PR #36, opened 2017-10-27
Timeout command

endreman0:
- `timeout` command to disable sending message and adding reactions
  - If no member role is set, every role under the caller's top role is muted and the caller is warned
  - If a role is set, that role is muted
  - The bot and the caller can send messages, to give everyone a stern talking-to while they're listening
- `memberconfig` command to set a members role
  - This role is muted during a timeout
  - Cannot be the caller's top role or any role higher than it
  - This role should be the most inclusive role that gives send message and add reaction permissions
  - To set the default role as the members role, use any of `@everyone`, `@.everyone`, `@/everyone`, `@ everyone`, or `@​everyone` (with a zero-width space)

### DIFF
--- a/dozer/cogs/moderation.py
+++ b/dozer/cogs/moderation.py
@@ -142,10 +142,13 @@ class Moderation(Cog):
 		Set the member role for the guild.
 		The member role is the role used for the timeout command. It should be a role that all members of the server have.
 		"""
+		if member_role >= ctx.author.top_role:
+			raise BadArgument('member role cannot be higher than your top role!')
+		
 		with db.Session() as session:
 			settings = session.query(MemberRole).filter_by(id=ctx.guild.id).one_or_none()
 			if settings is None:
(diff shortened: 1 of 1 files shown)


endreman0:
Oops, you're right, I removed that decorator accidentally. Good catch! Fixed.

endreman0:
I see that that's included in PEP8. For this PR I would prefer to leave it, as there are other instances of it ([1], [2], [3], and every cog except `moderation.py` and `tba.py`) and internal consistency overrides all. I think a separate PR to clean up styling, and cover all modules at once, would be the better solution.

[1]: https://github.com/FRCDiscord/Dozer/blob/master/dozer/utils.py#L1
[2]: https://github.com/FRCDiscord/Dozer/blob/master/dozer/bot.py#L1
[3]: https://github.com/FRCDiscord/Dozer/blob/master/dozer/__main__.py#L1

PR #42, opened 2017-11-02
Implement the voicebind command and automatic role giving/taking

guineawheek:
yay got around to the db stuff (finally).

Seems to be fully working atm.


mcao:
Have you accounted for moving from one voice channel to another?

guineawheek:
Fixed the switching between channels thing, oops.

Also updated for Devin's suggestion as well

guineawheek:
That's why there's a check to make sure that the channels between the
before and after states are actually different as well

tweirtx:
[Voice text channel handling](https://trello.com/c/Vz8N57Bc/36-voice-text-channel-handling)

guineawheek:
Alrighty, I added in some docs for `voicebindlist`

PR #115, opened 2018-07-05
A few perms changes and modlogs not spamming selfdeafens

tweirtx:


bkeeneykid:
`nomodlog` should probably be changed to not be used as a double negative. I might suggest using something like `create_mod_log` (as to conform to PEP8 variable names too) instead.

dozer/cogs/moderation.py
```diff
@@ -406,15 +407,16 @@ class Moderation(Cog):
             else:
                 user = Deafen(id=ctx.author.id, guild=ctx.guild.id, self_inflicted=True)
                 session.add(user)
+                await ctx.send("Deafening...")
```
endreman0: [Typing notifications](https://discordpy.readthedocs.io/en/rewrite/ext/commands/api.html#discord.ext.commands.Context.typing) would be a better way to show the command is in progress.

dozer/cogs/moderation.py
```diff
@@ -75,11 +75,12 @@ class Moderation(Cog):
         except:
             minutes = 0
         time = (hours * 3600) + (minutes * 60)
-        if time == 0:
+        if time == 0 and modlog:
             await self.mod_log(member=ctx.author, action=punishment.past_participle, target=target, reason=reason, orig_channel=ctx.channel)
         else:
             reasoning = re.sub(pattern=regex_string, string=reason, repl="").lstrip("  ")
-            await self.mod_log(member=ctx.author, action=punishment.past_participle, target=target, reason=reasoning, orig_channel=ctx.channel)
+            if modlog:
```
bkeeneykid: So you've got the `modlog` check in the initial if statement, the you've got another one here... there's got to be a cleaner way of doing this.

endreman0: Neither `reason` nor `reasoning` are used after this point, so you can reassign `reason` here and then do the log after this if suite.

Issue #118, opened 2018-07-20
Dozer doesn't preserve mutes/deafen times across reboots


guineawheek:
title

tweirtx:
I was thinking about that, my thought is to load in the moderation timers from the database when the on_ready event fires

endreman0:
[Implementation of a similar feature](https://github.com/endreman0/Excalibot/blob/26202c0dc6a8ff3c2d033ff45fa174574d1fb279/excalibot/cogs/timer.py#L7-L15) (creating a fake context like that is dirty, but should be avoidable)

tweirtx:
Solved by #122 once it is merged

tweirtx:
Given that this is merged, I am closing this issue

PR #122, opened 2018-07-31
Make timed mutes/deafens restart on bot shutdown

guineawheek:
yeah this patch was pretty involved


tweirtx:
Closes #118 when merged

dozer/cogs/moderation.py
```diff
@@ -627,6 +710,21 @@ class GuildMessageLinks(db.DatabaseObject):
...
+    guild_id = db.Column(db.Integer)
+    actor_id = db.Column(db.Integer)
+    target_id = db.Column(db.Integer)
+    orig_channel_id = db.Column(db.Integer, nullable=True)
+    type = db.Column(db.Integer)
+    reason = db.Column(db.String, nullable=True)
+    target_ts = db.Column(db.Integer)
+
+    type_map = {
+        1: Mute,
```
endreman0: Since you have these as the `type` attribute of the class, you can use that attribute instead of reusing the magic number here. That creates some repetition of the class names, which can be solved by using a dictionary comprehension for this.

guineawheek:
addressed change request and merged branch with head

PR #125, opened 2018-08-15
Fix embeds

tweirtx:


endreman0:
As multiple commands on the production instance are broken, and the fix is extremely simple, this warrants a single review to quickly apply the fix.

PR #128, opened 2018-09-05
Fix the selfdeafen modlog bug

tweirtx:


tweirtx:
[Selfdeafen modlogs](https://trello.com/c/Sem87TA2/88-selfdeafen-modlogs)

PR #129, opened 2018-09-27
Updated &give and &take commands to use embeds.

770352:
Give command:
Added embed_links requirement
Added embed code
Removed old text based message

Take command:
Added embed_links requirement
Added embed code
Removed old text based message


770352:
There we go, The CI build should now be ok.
--------------------------------------------------
About this exercise ▸
Your answer should be exactly the lines of the data above, from the first through the line containing "a members role".

Response to this task ▸
PR #36, opened 2017-10-27
Timeout command

endreman0:
- `timeout` command to disable sending message and adding reactions
  - If no member role is set, every role under the caller's top role is muted and the caller is warned
  - If a role is set, that role is muted
  - The bot and the caller can send messages, to give everyone a stern talking-to while they're listening
- `memberconfig` command to set a members role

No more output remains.